被人突然吼了一句,李巍二丈和尚摸不著頭腦,這幾天老大不高興,不就是因為清弦妹子走了嗎?這人都回來了,為何還是繃著一張臉?

湛清弦自是不知道他們的心思,與小七他們打過招呼,便提著包袱上了樓,這人還沒坐下,門就被推開了,小蝶端著盆水送了進來,看著小蝶替她搓著手巾,她突然覺得很奇怪,這時候店堂裡忙著呢?

“小蝶,放著我自己來吧。 ”

小蝶不依,手腳麻利地把擰了把手巾,遞到她手上,“那怎麼成,如今您貴為千金小姐,這些粗活可不能讓您幹。 ”

“誰說的?”這丫頭是怎麼了?從前這些可都是她自己乾的,而且一口一個“您”的,聽得她周身不自在。

“大少爺說的啊,說是三小姐只怕是做不來了,得讓人伺候著。 ”小蝶也不明白,剛剛在下面多忙啊,還被他叫了上來。

這湛清鴻是怎麼回事,明明知她不喜歡別人伺候,居然說出這樣的話來,皺著眉生出幾分不滿,“別聽他胡說,你下去幹活吧,這些事我還做得來。 ”

小蝶得了令,高興地出了門,可這腳才跨了出去,又縮了回來,“三小姐的晚飯恐怕還得等等,大少爺讓小七去醉仙樓端去了,您先吃個糕點墊墊。 ”

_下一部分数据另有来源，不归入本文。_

PR #1923, opened 2024-08-14
Clean up lots of warnings in DreamProcNativeRoot.cs

TheTyrant25:
By adding `!` and `?` at strategic locations, as well as some other changes, the warnings about dereferencing/referencing of null/nullable types are removed. in (presumably) all the cases where the warning exists there are already circumstances that make it so that the errors being warned against can't happen anyway, so these shouldn't hurt. fingers crossed.

The file has gone from having 39 warnings to only 14.

Some of the warnings that are more legitimate in origin have been left in.

### DIFF
--- a/OpenDreamRuntime/Procs/Native/DreamProcNativeRoot.cs
+++ b/OpenDreamRuntime/Procs/Native/DreamProcNativeRoot.cs
@@ -651,13 +651,13 @@ namespace OpenDreamRuntime.Procs.Native {
 
             string filePath;
             if (file.TryGetValueAsDreamResource(out var resource)) {
-                filePath = resource.ResourcePath;
-            } else if(!file.TryGetValueAsString(out filePath)) {
+                filePath = resource.ResourcePath!;
+            } else if(!file.TryGetValueAsString(out filePath!)) {
                 throw new Exception($"{file} is not a valid file");
             }
 
             bool successful;
-            if (filePath.EndsWith("/")) {
+            if (filePath!.EndsWith("/")) {
                 successful = bundle.ResourceManager.DeleteDirectory(filePath);
             } else {
                 successful = bundle.ResourceManager.DeleteFile(filePath);
@@ -673,12 +673,12 @@ namespace OpenDreamRuntime.Procs.Native {
 
             string filePath;
             if (file.TryGetValueAsDreamResource(out var rsc)) {
-                filePath = rsc.ResourcePath;
-            } else if (!file.TryGetValueAsString(out filePath)) {
+                filePath = rsc.ResourcePath!;
+            } else if (!file.TryGetValueAsString(out filePath!)) {
                 return DreamValue.Null;
             }
 
-            return new DreamValue(bundle.ResourceManager.DoesFileExist(filePath) ? 1 : 0);
+            return new DreamValue(bundle.ResourceManager.DoesFileExist(filePath!) ? 1 : 0);
         }
 
         [DreamProc("file")]
@@ -708,7 +708,7 @@ namespace OpenDreamRuntime.Procs.Native {
 
             if (file.TryGetValueAsString(out var rscPath)) {
                 resource = bundle.ResourceManager.LoadResource(rscPath);
-            } else if (!file.TryGetValueAsDreamResource(out resource)) {
+            } else if (!file.TryGetValueAsDreamResource(out resource!)) {
                 return DreamValue.Null;
             }
 
@@ -788,7 +788,7 @@ namespace OpenDreamRuntime.Procs.Native {
             int start = bundle.GetArgument(2, "Start").MustGetValueAsInteger(); //1-indexed
             int end = bundle.GetArgument(3, "End").MustGetValueAsInteger(); //1-indexed
 
-            if (start > text.Length || start == 0) return new DreamValue(0);
+            if (start > text!.Length || start == 0) return new DreamValue(0);
 
             if (start < 0) {
                 start = text.Length + start + 1; //1-indexed
@@ -808,7 +808,7 @@ namespace OpenDreamRuntime.Procs.Native {
                 return match.Success ? new DreamValue(match.Index + 1) : new DreamValue(0);
             }
 
-            int needleIndex = text.IndexOf(needle, start - 1, end - start, StringComparison.OrdinalIgnoreCase);
+            int needleIndex = text.IndexOf(needle!, start - 1, end - start, StringComparison.OrdinalIgnoreCase);
             return new DreamValue(needleIndex + 1); //1-indexed
         }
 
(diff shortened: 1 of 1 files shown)


OpenDreamRuntime/Procs/Native/DreamProcNativeRoot.cs
```diff
@@ -3298,7 +3298,7 @@
         public static DreamValue NativeProc_winset(NativeProc.Bundle bundle, DreamObject? src, DreamObject? usr) {
             DreamValue player = bundle.GetArgument(0, "player");
             DreamValue controlId = bundle.GetArgument(1, "control_id");
-            string winsetControlId = (!controlId.IsNull) ? controlId.GetValueAsString() : null;
+            string winsetControlId = (!controlId.IsNull) ? controlId.GetValueAsString() : null!;
```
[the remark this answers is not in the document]
TheTyrant25: this warning existed previously and i'm considering it out of scope here, since there's a few other cases of the same thing. May be fixed in another PR

wixoaGit:
Using `!` is generally something to avoid since it's suppressing an actual potential issue. It's better to instead do things differently to ensure the value could never be null, or check if the value is null and handle it accordingly.

OpenDreamRuntime/Procs/Native/DreamProcNativeRoot.cs
```diff
@@ -651,18 +651,12 @@ public static DreamValue NativeProc_fdel(NativeProc.Bundle bundle, DreamObject?
 
             string filePath;
             if (file.TryGetValueAsDreamResource(out var resource)) {
-                filePath = resource.ResourcePath;
-            } else if(!file.TryGetValueAsString(out filePath)) {
+                filePath = resource.ResourcePath!;
```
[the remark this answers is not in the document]
TheTyrant25: it appears that making filePath nullable has removed the warning anyway.

OpenDreamRuntime/Procs/Native/DreamProcNativeRoot.cs
```diff
@@ -2532,7 +2526,7 @@ public static DreamValue NativeProc_splicetext(NativeProc.Bundle bundle, DreamOb
                 else
                     return new DreamValue(insertText);
             else if(text == "")
-                return new DreamValue(insertText);
+                return new DreamValue(insertText!);
```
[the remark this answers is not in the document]
TheTyrant25: i'll revert it to how it was then, same with the others

OpenDreamRuntime/Procs/Native/DreamProcNativeRoot.cs
```diff
@@ -3298,7 +3292,7 @@
         public static DreamValue NativeProc_winset(NativeProc.Bundle bundle, DreamObject? src, DreamObject? usr) {
             DreamValue player = bundle.GetArgument(0, "player");
             DreamValue controlId = bundle.GetArgument(1, "control_id");
-            string winsetControlId = (!controlId.IsNull) ? controlId.GetValueAsString() : null;
+            string? winsetControlId = (!controlId.IsNull) ? controlId.GetValueAsString() : null;
```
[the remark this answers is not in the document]
TheTyrant25: preexisting issue; out of scope

TheTyrant25:
oh huh it's failing ubuntu-latest build test and release

OpenDreamRuntime/Procs/Native/DreamProcNativeRoot.cs
```diff
@@ -649,20 +649,14 @@ public static DreamValue NativeProc_fcopy_rsc(NativeProc.Bundle bundle, DreamObj
...
             }
 
-            bool successful;
-            if (filePath.EndsWith("/")) {
-                successful = bundle.ResourceManager.DeleteDirectory(filePath);
-            } else {
-                successful = bundle.ResourceManager.DeleteFile(filePath);
-            }
-
+            bool successful = filePath!.EndsWith("/") ? bundle.ResourceManager.DeleteDirectory(filePath) : bundle.ResourceManager.DeleteFile(filePath);
```
wixoaGit, line 659: This is still suppressing the issue I pointed out earlier. `resource.ResourcePath` could be null, which is why the compiler warned about it in the first place.

OpenDreamRuntime/Procs/Native/DreamProcNativeRoot.cs
```diff
@@ -673,8 +667,8 @@ public static DreamValue NativeProc_fexists(NativeProc.Bundle bundle, DreamObjec
 
             string filePath;
             if (file.TryGetValueAsDreamResource(out var rsc)) {
-                filePath = rsc.ResourcePath;
-            } else if (!file.TryGetValueAsString(out filePath)) {
+                filePath = rsc.ResourcePath!;
+            } else if (!file.TryGetValueAsString(out filePath!)) {
```
wixoaGit, line 671: Mark `filePath` as nullable like you did in `fdel`

OpenDreamRuntime/Procs/Native/DreamProcNativeRoot.cs
```diff
@@ -708,7 +702,7 @@ public static DreamValue NativeProc_file2text(NativeProc.Bundle bundle, DreamObj
 
             if (file.TryGetValueAsString(out var rscPath)) {
                 resource = bundle.ResourceManager.LoadResource(rscPath);
-            } else if (!file.TryGetValueAsDreamResource(out resource)) {
+            } else if (!file.TryGetValueAsDreamResource(out resource!)) {
```
wixoaGit, line 705: Mark `resource` as nullable

OpenDreamRuntime/Procs/Native/DreamProcNativeRoot.cs
```diff
@@ -2546,7 +2542,7 @@ public static DreamValue NativeProc_splicetext(NativeProc.Bundle bundle, DreamOb
             if(start == 0 || start > text.Length || start > end)
                 throw new Exception("bad text or out of bounds");
 
-            string result = text.Remove(start - 1, (end-start)).Insert(start - 1, insertText);
+            string result = text.Remove(start - 1, (end-start)).Insert(start - 1, insertText!);
```
wixoaGit, line 2545: `insertText` still also could be null here if the DM code didn't give a string.

wixoaGit (changes requested):

OpenDreamRuntime/Procs/Native/DreamProcNativeRoot.cs
```diff
@@ -671,9 +665,9 @@ public static DreamValue NativeProc_fdel(NativeProc.Bundle bundle, DreamObject?
         public static DreamValue NativeProc_fexists(NativeProc.Bundle bundle, DreamObject? src, DreamObject? usr) {
             DreamValue file = bundle.GetArgument(0, "File");
 
-            string filePath;
+            string? filePath;
             if (file.TryGetValueAsDreamResource(out var rsc)) {
-                filePath = rsc.ResourcePath;
+                filePath = rsc.ResourcePath!;
```
wixoaGit, line 670: This could be null
```suggestion
                filePath = rsc.ResourcePath;
```

wixoaGit (changes requested):

wixoaGit (approved):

剛剛還說可以放心,這會兒到是出亂子了,這晚市的時間,平時小七和小蝶兩個人根本就忙不過來,居然還讓他們一個去買東西,一個上來伺候她,這下面不就亂了套嗎?還真是個不讓人省心的主。

扶額輕嘆,“你先下去,我換了衣服就下來幫忙,唉,這都是些什麼事兒啊?”

小蝶一聽急了,連連擺手,“您可千萬別來幫忙,大少爺說了,您如今金貴著呢,可不能讓您累著。 再說了,這趕了一天的路,多累啊,您好好休息啊。 ”不再與她多說,反手關上門,跑下了樓。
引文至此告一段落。